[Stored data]
--------------------------------------------------
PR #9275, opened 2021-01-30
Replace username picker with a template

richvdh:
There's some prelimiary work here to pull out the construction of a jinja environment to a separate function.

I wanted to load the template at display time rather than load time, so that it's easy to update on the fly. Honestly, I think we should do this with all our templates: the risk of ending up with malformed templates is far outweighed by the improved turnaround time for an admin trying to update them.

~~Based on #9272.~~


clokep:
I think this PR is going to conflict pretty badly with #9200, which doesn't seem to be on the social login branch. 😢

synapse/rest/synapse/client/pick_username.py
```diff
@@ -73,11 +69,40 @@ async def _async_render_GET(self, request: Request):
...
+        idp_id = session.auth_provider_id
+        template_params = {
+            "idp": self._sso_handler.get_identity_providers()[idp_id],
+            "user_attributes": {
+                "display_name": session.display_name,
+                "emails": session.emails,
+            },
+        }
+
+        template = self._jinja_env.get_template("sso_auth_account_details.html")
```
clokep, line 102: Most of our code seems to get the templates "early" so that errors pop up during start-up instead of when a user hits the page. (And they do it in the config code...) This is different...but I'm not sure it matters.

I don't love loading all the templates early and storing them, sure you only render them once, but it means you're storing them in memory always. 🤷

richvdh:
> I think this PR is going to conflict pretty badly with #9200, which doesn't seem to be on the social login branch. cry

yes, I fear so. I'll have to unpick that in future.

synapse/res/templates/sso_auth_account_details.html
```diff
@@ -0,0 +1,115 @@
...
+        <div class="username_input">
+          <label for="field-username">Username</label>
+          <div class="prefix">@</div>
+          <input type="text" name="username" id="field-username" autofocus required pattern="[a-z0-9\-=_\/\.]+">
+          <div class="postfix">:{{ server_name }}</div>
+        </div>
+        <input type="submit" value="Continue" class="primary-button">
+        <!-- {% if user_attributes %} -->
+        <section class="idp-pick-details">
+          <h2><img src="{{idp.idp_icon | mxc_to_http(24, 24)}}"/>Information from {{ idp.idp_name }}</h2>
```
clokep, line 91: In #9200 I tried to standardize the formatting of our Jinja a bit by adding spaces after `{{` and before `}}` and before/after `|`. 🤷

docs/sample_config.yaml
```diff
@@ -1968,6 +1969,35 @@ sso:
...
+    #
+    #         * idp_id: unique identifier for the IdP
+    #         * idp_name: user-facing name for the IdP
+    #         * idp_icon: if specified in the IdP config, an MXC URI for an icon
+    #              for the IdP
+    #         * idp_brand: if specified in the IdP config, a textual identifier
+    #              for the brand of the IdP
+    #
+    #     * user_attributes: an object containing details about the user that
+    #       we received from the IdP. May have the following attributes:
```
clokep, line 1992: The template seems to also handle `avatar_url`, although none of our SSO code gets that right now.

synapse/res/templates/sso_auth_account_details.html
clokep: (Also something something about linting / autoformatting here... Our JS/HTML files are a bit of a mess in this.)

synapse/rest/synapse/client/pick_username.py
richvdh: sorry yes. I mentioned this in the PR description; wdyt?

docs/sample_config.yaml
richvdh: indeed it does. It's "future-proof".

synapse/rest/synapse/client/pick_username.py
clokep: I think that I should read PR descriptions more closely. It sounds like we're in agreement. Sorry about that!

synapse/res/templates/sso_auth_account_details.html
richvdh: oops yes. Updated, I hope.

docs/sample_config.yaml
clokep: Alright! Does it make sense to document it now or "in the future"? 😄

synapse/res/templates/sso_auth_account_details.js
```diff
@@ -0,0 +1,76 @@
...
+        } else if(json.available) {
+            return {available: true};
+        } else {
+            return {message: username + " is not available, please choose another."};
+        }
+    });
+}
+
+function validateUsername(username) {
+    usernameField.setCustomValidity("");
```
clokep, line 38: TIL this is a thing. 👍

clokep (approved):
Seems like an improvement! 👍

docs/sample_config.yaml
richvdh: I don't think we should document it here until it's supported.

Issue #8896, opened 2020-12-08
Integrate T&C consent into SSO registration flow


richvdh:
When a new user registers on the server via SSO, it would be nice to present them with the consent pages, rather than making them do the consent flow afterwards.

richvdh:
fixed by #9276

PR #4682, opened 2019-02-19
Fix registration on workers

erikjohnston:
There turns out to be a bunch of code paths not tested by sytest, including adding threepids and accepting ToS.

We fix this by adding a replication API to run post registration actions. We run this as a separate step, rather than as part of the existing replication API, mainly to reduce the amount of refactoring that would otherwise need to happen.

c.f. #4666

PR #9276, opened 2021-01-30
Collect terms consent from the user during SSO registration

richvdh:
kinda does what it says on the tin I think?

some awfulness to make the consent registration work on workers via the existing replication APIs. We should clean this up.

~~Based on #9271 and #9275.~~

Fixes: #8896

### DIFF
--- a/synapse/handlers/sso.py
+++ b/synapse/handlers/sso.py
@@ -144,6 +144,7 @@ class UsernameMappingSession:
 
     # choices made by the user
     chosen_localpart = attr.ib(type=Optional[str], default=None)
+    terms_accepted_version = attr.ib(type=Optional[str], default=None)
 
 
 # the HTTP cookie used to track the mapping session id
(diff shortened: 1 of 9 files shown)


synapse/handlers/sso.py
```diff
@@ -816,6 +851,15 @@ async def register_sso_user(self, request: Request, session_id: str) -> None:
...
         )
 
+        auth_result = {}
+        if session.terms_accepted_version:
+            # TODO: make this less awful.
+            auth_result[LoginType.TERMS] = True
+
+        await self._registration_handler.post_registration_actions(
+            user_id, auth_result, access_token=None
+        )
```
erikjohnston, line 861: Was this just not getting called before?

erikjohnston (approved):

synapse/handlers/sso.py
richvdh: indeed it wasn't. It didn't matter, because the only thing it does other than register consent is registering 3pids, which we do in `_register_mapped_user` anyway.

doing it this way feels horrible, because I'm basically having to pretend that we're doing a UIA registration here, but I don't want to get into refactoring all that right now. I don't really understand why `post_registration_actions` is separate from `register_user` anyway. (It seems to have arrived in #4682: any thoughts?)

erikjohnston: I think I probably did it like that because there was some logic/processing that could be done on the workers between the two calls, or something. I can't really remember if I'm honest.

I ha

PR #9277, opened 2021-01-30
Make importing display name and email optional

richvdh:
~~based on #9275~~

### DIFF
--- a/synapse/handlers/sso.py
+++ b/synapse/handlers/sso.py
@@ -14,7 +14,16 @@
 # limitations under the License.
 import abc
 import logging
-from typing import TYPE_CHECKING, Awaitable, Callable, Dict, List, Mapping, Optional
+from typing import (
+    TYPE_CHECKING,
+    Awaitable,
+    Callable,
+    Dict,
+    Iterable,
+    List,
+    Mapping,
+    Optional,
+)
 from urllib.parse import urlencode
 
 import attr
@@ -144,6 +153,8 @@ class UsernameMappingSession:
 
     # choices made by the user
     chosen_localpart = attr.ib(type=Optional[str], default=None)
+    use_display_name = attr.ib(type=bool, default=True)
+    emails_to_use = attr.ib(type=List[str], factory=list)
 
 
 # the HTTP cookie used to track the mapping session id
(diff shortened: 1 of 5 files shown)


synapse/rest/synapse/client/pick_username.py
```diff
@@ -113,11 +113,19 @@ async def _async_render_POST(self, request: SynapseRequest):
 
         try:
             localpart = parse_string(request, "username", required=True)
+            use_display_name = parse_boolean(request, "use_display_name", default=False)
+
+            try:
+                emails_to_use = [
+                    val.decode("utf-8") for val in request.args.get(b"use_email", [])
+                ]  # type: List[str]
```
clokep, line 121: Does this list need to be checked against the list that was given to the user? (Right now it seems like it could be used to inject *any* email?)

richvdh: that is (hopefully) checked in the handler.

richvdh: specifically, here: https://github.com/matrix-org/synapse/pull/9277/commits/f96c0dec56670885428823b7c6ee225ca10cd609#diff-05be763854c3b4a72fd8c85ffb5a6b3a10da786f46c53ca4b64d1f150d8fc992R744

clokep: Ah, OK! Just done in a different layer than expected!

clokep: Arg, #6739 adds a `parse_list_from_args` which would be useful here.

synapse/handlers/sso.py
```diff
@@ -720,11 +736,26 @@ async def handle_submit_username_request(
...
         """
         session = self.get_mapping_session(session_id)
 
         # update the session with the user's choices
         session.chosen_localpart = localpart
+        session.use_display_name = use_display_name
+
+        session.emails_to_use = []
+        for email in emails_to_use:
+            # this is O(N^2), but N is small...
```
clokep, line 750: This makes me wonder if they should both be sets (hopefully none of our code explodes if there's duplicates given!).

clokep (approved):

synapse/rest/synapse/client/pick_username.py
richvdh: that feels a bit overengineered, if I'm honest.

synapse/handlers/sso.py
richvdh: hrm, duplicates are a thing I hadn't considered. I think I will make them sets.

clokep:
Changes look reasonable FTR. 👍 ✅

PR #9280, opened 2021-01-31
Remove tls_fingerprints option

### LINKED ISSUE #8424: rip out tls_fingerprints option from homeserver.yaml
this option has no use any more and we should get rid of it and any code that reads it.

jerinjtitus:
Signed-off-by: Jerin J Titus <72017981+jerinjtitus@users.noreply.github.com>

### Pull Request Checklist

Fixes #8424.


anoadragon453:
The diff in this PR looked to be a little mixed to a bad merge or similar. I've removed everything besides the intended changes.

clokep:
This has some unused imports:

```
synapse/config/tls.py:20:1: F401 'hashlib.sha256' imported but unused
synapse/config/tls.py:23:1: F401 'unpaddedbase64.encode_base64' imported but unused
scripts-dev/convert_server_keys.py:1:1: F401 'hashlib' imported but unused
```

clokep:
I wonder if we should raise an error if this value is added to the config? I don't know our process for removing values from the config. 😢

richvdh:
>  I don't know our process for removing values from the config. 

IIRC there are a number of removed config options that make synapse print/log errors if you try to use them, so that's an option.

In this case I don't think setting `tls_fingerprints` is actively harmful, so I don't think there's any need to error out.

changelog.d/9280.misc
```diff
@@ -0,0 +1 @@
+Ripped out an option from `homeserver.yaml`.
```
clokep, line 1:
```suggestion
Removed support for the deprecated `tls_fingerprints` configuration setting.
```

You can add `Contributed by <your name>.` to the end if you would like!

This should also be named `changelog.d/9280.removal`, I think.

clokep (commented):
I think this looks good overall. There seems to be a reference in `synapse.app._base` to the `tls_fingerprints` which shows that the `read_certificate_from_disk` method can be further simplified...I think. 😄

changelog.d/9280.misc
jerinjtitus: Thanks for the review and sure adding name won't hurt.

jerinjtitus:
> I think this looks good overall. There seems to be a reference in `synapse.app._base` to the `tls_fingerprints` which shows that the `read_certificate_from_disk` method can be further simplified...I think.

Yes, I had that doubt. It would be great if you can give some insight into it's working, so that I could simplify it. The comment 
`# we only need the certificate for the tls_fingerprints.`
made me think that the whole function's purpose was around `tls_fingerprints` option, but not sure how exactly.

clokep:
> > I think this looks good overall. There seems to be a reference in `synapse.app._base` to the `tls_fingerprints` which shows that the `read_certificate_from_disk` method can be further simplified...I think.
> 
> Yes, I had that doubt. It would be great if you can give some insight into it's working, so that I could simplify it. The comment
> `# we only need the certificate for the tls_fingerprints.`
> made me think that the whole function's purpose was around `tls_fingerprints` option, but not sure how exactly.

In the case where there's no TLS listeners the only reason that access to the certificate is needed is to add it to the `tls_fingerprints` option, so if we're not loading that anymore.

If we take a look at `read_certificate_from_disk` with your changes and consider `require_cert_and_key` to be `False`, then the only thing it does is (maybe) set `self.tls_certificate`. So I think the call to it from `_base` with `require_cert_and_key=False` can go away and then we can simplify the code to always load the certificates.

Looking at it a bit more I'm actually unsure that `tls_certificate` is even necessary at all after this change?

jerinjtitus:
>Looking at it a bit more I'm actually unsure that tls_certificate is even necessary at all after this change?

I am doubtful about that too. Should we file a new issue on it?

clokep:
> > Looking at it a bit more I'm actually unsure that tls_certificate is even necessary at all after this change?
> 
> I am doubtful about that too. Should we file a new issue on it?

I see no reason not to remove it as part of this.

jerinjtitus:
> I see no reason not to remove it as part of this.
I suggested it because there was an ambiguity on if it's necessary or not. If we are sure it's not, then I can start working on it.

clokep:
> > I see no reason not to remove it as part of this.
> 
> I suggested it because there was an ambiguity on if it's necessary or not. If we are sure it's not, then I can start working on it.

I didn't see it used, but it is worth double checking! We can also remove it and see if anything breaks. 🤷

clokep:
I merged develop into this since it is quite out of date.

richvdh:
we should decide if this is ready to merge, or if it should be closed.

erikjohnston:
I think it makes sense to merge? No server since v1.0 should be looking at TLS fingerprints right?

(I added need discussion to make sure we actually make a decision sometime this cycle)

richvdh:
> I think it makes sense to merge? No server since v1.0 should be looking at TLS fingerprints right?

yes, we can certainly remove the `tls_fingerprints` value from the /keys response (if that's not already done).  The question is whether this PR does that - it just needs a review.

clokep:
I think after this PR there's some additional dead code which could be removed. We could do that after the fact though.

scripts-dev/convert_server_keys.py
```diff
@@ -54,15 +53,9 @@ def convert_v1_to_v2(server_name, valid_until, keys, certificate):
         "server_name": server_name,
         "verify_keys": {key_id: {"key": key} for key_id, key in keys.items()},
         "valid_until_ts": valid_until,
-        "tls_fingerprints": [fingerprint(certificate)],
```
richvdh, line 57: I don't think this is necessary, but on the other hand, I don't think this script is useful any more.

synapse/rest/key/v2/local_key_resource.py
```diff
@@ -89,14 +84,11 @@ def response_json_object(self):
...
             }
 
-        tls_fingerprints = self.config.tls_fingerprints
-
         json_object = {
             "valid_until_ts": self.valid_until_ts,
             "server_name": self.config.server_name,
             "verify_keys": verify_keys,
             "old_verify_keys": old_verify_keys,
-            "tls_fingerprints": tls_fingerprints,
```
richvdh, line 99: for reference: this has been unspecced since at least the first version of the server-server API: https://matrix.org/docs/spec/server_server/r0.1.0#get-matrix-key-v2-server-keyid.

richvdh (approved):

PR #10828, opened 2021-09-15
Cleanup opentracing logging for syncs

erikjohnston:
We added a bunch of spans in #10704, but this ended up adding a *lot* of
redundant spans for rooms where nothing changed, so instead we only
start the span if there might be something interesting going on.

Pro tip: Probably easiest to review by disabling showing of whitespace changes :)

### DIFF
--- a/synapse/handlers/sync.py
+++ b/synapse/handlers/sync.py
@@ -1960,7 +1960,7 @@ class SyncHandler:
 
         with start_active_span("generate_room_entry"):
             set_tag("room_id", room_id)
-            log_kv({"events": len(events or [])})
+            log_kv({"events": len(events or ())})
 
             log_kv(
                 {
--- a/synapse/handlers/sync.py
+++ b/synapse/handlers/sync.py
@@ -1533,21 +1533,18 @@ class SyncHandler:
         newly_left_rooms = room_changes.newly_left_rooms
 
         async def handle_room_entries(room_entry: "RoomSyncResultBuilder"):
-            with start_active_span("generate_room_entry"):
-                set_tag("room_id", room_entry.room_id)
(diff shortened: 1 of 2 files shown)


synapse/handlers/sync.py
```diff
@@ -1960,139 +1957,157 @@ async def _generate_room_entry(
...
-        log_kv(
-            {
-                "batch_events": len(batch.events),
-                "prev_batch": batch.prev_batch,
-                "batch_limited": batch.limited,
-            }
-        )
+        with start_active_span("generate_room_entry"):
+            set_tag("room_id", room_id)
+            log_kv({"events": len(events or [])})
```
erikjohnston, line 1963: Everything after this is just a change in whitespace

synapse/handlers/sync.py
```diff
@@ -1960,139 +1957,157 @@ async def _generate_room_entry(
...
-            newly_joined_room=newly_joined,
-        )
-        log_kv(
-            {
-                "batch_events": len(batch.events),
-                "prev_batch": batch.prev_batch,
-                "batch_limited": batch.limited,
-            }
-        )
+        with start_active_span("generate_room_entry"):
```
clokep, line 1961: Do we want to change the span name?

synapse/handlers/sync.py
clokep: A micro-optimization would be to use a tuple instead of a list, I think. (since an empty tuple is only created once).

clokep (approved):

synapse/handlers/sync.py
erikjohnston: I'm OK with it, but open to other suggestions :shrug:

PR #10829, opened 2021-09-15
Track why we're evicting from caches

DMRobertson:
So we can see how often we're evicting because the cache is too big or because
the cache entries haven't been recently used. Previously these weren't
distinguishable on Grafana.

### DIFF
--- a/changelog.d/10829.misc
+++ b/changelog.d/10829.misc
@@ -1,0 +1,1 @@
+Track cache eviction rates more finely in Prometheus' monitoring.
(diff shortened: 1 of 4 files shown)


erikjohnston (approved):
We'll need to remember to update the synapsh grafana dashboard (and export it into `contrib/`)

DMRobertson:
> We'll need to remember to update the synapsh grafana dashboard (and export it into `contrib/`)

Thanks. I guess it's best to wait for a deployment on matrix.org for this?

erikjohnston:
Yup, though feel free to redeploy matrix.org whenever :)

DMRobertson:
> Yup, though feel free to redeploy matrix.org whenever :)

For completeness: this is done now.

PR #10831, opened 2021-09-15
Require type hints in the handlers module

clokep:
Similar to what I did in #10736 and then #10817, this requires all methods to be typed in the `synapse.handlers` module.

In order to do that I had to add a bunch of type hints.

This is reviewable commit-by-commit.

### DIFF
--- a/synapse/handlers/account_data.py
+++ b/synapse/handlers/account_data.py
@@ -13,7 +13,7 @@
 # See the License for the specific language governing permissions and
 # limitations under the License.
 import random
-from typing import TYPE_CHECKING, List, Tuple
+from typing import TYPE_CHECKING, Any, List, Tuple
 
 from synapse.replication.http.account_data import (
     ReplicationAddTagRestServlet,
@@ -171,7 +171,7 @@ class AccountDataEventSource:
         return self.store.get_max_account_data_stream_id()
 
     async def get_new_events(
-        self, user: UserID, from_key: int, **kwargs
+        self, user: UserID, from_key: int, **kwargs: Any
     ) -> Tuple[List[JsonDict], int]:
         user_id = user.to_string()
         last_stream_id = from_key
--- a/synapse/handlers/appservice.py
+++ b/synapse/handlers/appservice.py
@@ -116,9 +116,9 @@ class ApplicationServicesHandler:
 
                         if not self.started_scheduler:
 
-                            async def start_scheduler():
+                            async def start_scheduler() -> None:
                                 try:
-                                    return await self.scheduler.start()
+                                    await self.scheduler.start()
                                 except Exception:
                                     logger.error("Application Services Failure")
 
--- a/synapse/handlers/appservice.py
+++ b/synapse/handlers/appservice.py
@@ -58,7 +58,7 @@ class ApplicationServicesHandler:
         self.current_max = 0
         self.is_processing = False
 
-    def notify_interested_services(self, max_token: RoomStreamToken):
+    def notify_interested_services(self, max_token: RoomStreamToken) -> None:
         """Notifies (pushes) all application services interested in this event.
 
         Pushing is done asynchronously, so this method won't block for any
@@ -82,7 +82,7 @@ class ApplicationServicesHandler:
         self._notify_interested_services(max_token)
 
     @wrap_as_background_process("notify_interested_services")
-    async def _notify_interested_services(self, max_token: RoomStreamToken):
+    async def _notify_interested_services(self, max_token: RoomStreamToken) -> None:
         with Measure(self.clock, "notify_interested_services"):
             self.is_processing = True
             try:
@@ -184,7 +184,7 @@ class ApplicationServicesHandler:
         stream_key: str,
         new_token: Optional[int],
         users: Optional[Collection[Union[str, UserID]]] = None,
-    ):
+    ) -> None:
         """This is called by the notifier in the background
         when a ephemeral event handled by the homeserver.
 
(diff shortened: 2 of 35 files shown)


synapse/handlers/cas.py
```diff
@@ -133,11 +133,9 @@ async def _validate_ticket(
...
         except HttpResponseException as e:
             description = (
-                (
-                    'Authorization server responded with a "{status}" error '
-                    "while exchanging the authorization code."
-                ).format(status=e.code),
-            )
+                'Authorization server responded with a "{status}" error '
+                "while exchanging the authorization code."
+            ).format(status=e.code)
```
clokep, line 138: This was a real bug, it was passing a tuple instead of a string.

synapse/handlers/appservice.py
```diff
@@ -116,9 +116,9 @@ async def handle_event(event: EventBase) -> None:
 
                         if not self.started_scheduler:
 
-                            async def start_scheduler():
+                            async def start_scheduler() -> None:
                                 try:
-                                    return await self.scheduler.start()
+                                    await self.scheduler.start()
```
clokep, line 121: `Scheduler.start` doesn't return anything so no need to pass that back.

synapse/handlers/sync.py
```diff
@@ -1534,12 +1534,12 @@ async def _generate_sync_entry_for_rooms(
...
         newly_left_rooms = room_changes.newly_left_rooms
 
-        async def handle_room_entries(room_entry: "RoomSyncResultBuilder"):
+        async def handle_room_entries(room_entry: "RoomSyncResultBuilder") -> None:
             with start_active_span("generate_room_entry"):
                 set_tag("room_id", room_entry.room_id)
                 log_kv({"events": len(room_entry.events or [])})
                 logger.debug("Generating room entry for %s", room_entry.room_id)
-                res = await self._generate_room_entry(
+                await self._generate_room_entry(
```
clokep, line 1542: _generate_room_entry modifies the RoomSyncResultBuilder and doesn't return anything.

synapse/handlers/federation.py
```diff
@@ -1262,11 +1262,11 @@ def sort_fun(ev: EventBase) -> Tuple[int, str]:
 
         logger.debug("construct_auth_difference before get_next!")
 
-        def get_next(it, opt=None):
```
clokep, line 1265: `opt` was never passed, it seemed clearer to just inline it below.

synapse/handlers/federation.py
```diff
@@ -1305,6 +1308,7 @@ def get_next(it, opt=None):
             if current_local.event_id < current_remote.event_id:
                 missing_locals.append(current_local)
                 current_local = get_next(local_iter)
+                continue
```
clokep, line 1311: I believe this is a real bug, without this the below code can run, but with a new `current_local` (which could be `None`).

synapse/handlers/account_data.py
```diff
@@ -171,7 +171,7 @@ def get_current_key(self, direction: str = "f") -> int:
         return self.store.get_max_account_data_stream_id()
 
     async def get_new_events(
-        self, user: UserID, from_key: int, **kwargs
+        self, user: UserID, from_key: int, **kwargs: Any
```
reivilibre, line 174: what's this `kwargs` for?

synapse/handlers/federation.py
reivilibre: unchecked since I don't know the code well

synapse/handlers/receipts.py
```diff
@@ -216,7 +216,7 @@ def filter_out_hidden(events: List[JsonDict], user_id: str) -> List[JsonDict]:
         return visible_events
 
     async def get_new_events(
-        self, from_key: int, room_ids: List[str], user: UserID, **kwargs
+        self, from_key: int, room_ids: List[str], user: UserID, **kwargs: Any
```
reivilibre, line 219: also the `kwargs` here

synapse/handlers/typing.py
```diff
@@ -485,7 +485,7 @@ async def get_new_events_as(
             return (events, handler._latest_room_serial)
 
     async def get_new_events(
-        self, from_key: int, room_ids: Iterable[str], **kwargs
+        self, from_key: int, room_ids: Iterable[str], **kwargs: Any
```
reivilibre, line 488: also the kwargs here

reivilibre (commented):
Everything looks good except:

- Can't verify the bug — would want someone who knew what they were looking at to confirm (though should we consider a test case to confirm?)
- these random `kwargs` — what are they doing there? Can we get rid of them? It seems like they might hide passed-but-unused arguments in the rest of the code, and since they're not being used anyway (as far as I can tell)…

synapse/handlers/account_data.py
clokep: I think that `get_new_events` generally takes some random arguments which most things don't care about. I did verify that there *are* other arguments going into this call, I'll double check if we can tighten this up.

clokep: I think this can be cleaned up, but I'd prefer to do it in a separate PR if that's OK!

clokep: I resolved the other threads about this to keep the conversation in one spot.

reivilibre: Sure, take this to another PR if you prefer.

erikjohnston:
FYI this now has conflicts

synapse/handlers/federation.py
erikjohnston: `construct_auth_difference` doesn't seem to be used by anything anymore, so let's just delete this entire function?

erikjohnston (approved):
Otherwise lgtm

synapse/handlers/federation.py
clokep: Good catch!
--------------------------------------------------
_To do_
What lines above hold the word "because"? Pull each one out.

_Your response_
richvdh: indeed it wasn't. It didn't matter, because the only thing it does other than register consent is registering 3pids, which we do in `_register_mapped_user` anyway.
doing it this way feels horrible, because I'm basically having to pretend that we're doing a UIA registration here, but I don't want to get into refactoring all that right now. I don't really understand why `post_registration_actions` is separate from `register_user` anyway. (It seems to have arrived in #4682: any thoughts?)
erikjohnston: I think I probably did it like that because there was some logic/processing that could be done on the workers between the two calls, or something. I can't really remember if I'm honest.
I suggested it because there was an ambiguity on if it's necessary or not. If we are sure it's not, then I can start working on it.
> I suggested it because there was an ambiguity on if it's necessary or not. If we are sure it's not, then I can start working on it.
So we can see how often we're evicting because the cache is too big or because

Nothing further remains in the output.